*Assigned task*. Of all the lines in these entries, count those that contain "tests" and give only the total.

Stored records

::::

PR #1295, opened 2024-11-13
Suggest to make implementations of some function always return awaitable

Carreau:
See discussion in #1272; It is not deprecated, but being able to always know you can (and must) await should be simpler in the long run.

Deprecating now is not the point, but I want to cover our bases, so that we are more confident later when and if we want to enforce those await.

In particular many of those branches are not covered in our tests – and I don't even know wether they were ever taken;

After changing some of the base methods to be async, it breaks qtconsole, spyder kernel and a few things– so only emitting warnings for now.

A few other things use the `if awaitable(...):` pattern but are a bit more complicated, and some do not date back to 2021, so those will be dealt with separately.

### DIFF
--- a/ipykernel/kernelbase.py
+++ b/ipykernel/kernelbase.py
@@ -60,7 +60,7 @@ from .iostream import OutStream
 _AWAITABLE_MESSAGE: str = (
     "For consistency across implementations, it is recommended that `{func_name}`"
     " either be a coroutine function (`async def`) or return an awaitable object"
-    " (like a Future). It might become a requirement in the future."
+    " (like an `asyncio.Future`). It might become a requirement in the future."
     " Coroutine functions and awaitables have been supported since"
     " ipykernel 6.0 (2021)."
 )
--- a/ipykernel/kernelbase.py
+++ b/ipykernel/kernelbase.py
@@ -57,6 +57,14 @@ from ipykernel.jsonutil import json_clean
 from ._version import kernel_protocol_version
 from .iostream import OutStream
 
+_AWAITABLE_MESSAGE: str = (
+    "For consistency across implementations, it is recommended that `{func_name}`"
+    " either be a coroutine function (`async def`) or return an awaitable object"
+    " (like a Future). It might become a requirement in the future."
+    " Coroutine functions and awaitables have been supported since"
+    " ipykernel 6.0 (2021)."
+)
+
 
 def _accepts_parameters(meth, param_names):
     parameters = inspect.signature(meth).parameters
@@ -742,6 +750,12 @@ class Kernel(SingletonConfigurable):
 
         if inspect.isawaitable(reply_content):
             reply_content = await reply_content
+        else:
+            warnings.warn(
+                _AWAITABLE_MESSAGE.format(func_name="execute_request"),
+                PendingDeprecationWarning,
+                stacklevel=1,
+            )
 
         # Flush output before sending the reply.
         if sys.stdout is not None:
@@ -802,6 +816,12 @@ class Kernel(SingletonConfigurable):
         matches = self.do_complete(code, cursor_pos)
         if inspect.isawaitable(matches):
             matches = await matches
+        else:
+            warnings.warn(
+                _AWAITABLE_MESSAGE.format(func_name="do_complete"),
+                PendingDeprecationWarning,
+                stacklevel=1,
+            )
 
         matches = json_clean(matches)
         self.session.send(socket, "complete_reply", matches, parent, ident)
@@ -830,6 +850,12 @@ class Kernel(SingletonConfigurable):
         )
         if inspect.isawaitable(reply_content):
             reply_content = await reply_content
+        else:
+            warnings.warn(
+                _AWAITABLE_MESSAGE.format(func_name="do_inspect"),
+                PendingDeprecationWarning,
+                stacklevel=1,
+            )
 
         # Before we send this object over, we scrub it for JSON usage
         reply_content = json_clean(reply_content)
@@ -849,6 +875,12 @@ class Kernel(SingletonConfigurable):
         reply_content = self.do_history(**content)
         if inspect.isawaitable(reply_content):
             reply_content = await reply_content
+        else:
+            warnings.warn(
+                _AWAITABLE_MESSAGE.format(func_name="do_history"),
+                PendingDeprecationWarning,
+                stacklevel=1,
+            )
 
         reply_content = json_clean(reply_content)
         msg = self.session.send(socket, "history_reply", reply_content, parent, ident)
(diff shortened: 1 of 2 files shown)


Carreau:
I'm going to revert making the default implementation awaitable later, but currently this breaks some downstream things in the way I was expecting as consumers don't check wether the return is an awaitable or not.

minrk:
I don't object to using 7.0 to make all base class `do_` methods async. It is a breaking change, but a lot is already broken by 7.0. It is a difficult balance to strike, and I know I tend to come down on the side of not breaking things. The plus side is that subclasses can make these methods async without losing backward compatibility since async has been _allowed_ for quite some time.

One thing I'll note is that allowing subclasses to implement methods as sync or async is one thing (what we do in ipykernel), whereas changing a base class implementation to be async or not (has happened some places in 7.0 I think, this PR makes it more consistent) is definitely a straightforwardly breaking change. It is not the case that the current API where subclasses may define methods as async means that the base class can switch between sync and async without it being considered a major breaking change. Allowing multiple implementations of these methods is really the point of the Kernel class, but so is a stable base implementation.

Carreau:
@minrk can you review the new wording and if you agree ? 
The sometime async/sometime sync is the reasons qtconsole is failing downstream (https://github.com/jupyter/qtconsole/pull/629)

ipykernel/kernelbase.py
```diff
@@ -830,6 +850,12 @@ async def inspect_request(self, socket, ident, parent):
         )
         if inspect.isawaitable(reply_content):
             reply_content = await reply_content
+        else:
+            warnings.warn(
+                _AWAITABLE_MESSAGE.format(func_name="inspect_request"),
```
minrk, line 855:
```suggestion
                _AWAITABLE_MESSAGE.format(func_name="do_inspect"),
```

ipykernel/kernelbase.py
```diff
@@ -849,6 +875,12 @@ async def history_request(self, socket, ident, parent):
         reply_content = self.do_history(**content)
         if inspect.isawaitable(reply_content):
             reply_content = await reply_content
+        else:
+            warnings.warn(
+                _AWAITABLE_MESSAGE.format(func_name="history_request"),
```
minrk, line 880:
```suggestion
                _AWAITABLE_MESSAGE.format(func_name="do_history"),
```

ipykernel/kernelbase.py
```diff
@@ -990,6 +1028,12 @@ async def is_complete_request(self, socket, ident, parent):
         reply_content = self.do_is_complete(code)
         if inspect.isawaitable(reply_content):
             reply_content = await reply_content
+        else:
+            warnings.warn(
+                _AWAITABLE_MESSAGE.format(func_name="do_execute"),
```
minrk, line 1033:
```suggestion
                _AWAITABLE_MESSAGE.format(func_name="do_is_complete"),
```

ipykernel/kernelbase.py
```diff
@@ -1006,6 +1050,12 @@ async def debug_request(self, socket, ident, parent):
         reply_content = self.do_debug_request(content)
         if inspect.isawaitable(reply_content):
             reply_content = await reply_content
+        else:
+            warnings.warn(
+                _AWAITABLE_MESSAGE.format(func_name="debug_request"),
```
minrk, line 1055:
```suggestion
                _AWAITABLE_MESSAGE.format(func_name="do_debug_request"),
```

minrk (approved):
LGTM, thanks! I suggested some fixes to the function names in the warnings, but the warning text looks great.

I'll reiterate that it is _not_ the optional support for async subclasses that caused a problem in Qt, it is the change in the _base class_ implementation, which is not implied by the flexibility afforded to subclasses (there was never an implication that Qt needed to handle this, ipykernel just made a breaking change).

But I'm still +1 on a consistent switch to async with the warning as in this PR.

ipykernel/kernelbase.py
```diff
@@ -802,11 +816,17 @@ async def complete_request(self, socket, ident, parent):
...
+                _AWAITABLE_MESSAGE.format(func_name="do_complete"),
+                PendingDeprecationWarning,
+                stacklevel=1,
+            )
 
         matches = json_clean(matches)
         self.session.send(socket, "complete_reply", matches, parent, ident)
 
-    def do_complete(self, code, cursor_pos):
+    async def do_complete(self, code, cursor_pos):
```
Carreau, line 829:
```suggestion
    def do_complete(self, code, cursor_pos):
```

ipykernel/kernelbase.py
```diff
@@ -974,7 +1012,7 @@ async def shutdown_request(self, socket, ident, parent):
 
         self.stop()
 
-    def do_shutdown(self, restart):
+    async def do_shutdown(self, restart):
```
Carreau, line 1015:
```suggestion
    def do_shutdown(self, restart):
```

ipykernel/kernelbase.py
```diff
@@ -57,6 +57,14 @@
 from ._version import kernel_protocol_version
 from .iostream import OutStream
 
+_AWAITABLE_MESSAGE: str = (
+    "For consistency across implementations, it is recommended that `{func_name}`"
+    " either be a coroutine function (`async def`) or return an awaitable object"
+    " (like a Future). It might become a requirement in the future."
```
davidbrochart, line 63:
```suggestion
    " (like an `asyncio.Future`). It might become a requirement in the future."
```

ipykernel/kernelbase.py
```diff
@@ -849,6 +875,12 @@ async def history_request(self, socket, ident, parent):
         reply_content = self.do_history(**content)
         if inspect.isawaitable(reply_content):
             reply_content = await reply_content
+        else:
+            warnings.warn(
+                _AWAITABLE_MESSAGE.format(func_name="do_history"),
+                PendingDeprecationWarning,
+                stacklevel=1,
+            )
```
Carreau, line 883:
```suggestion
        else:
            pass
            # commenting this to see if printing is the issue with saving thread blocing in test.
            #warnings.warn(
            #    _AWAITABLE_MESSAGE.format(func_name="do_history"),
            #    PendingDeprecationWarning,
            #    stacklevel=1,
            #)
```

ipykernel/kernelbase.py
```diff
@@ -802,6 +816,12 @@ async def complete_request(self, socket, ident, parent):
         matches = self.do_complete(code, cursor_pos)
         if inspect.isawaitable(matches):
             matches = await matches
+        else:
+            warnings.warn(
+                _AWAITABLE_MESSAGE.format(func_name="do_complete"),
+                PendingDeprecationWarning,
+                stacklevel=1,
+            )
```
Carreau, line 824:
```suggestion
        else:
            pass
            # warnings.warn(
            #     _AWAITABLE_MESSAGE.format(func_name="do_complete"),
            #     PendingDeprecationWarning,
            #     stacklevel=1,
            # )
```

Carreau:
Ok, as everything seem to be passing and there is no objection, I'm going to self-merge to move forward. 

The only problem is tests was that Pytest enable deprecation into errors, and so test were failing.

::::

*Response area*. 2